1. Ok if other volume is a separate physical disk then thats fine.
All on the same RAID set.

2. Waits look fine, could you perhaps expand the Processes box in activity monitor and see what is waiting and the wait types.
waits.jpg
3. Not sure on the baseline for your I/O, does it look high to you? Can you bench it against anything else? This you'll have to make a call
I saw an article somewhere saying that this is a bit high, but the solution would be to upgrade the drives.

4. More ram always helps if its available.
Then I will put the request through. :)

6. Sorry the command is : select * from sys.dm_db_index_physical_stats (db_ID(),null,null,null,null) -- the db_id will only give you the indexes on the current database, change it to null for all of them. On your error, you shouldn't have debugging enabled, you should just run this like a normal SQL Query.
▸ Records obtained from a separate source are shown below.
PR #38, opened 2019-11-18
[BB-1817] Sustainability follow-ups

Agrendalath:
This includes the following fixes:
1. Fix date format (https://xkcd.com/1179/).
2. Fix timezone bug.
3. Add 1 decimal point to `YTD Spent` that are under 1h.
4. Fix invalid time on user board when the same person is the assignee and reviewer of the ticket.
5. Remove specified prefixes from the account names.
6. Rework sustainability table (described in the ticket).
7. Add accounts filtering by period, add `Period Spent` column.
8. Make the tables more concise by reducing padding.
9. Add tooltips.

## Testing instructions 
1. Set `.env` file (you can find it in a comment on the ticket).
1. Start the backend with `docker-compose -f local.yml up --build`.
1. Set frontend/.env.local file (you can find it in a comment on the ticket).
1. Navigate to frontend and run `npm i && npm start`.
1. Log in.
1. Check the changes mentioned above.

PR #39, opened 2019-11-19
WIP: [SE-1702] Small fixes

clemente:
Included:
- *Allow overriding the default postgres variables from .env*. Otherwise, only the settings from `.envs/.local/.postgres` are read, and the database will only be created with the `postgres_user` user instead of the one requested by `POSTGRES_USER` in `.env`
- more to come


clemente:
This was already cherry-picked in https://github.com/open-craft/sprints/pull/38
Closing.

Yeah, I go NEW QUERY in SSMS and paste your command and get the same error.
 
Yes

And for such a little DBs, using 27Gb should be more than enough unless each of them are linked to a different app that does a lot of SQL queries?

I've got some servers running 3000-6000DBs on 64Gb RAM.
Having various maintenance plans in place does help though!

Since drive performance is in question, I would recommend checking the page file location and move to a different disk if you can.
Also check if the page file size is big enough.
The article below give calculations you could use for the size.
https://blogs.technet.microsoft.com/motiba/2015/10/15/page-file-the-definitive-guide/
I just stick to the old RAM*1.5

The one database is 53GB in size. Page file is set to auto and located on the same drive as the database for some reason. Currently 32GB.
 
Okay CX_PACKET is a problem. -- well the wait type CX_PACKET isn't the ACTUAL problem but its a problem because this means all those cx_packets are waiting in line for another process to finish.
Generally its caused by I/O but you cannot be 100% sure until you investigate.

You can see what is blocking those transactions in the column Blocked By 180.
Its being blocked by itself. Whats the wait resource? exchangeevent something

CXPACKET does generally involve parallelism. check the instance settings.
https://www.sqlshack.com/troubleshooting-the-cxpacket-wait-type-in-sql-server/


Back to your SSMS problem. Its weird, sa should be able to execute these without a problem by just hitting f5.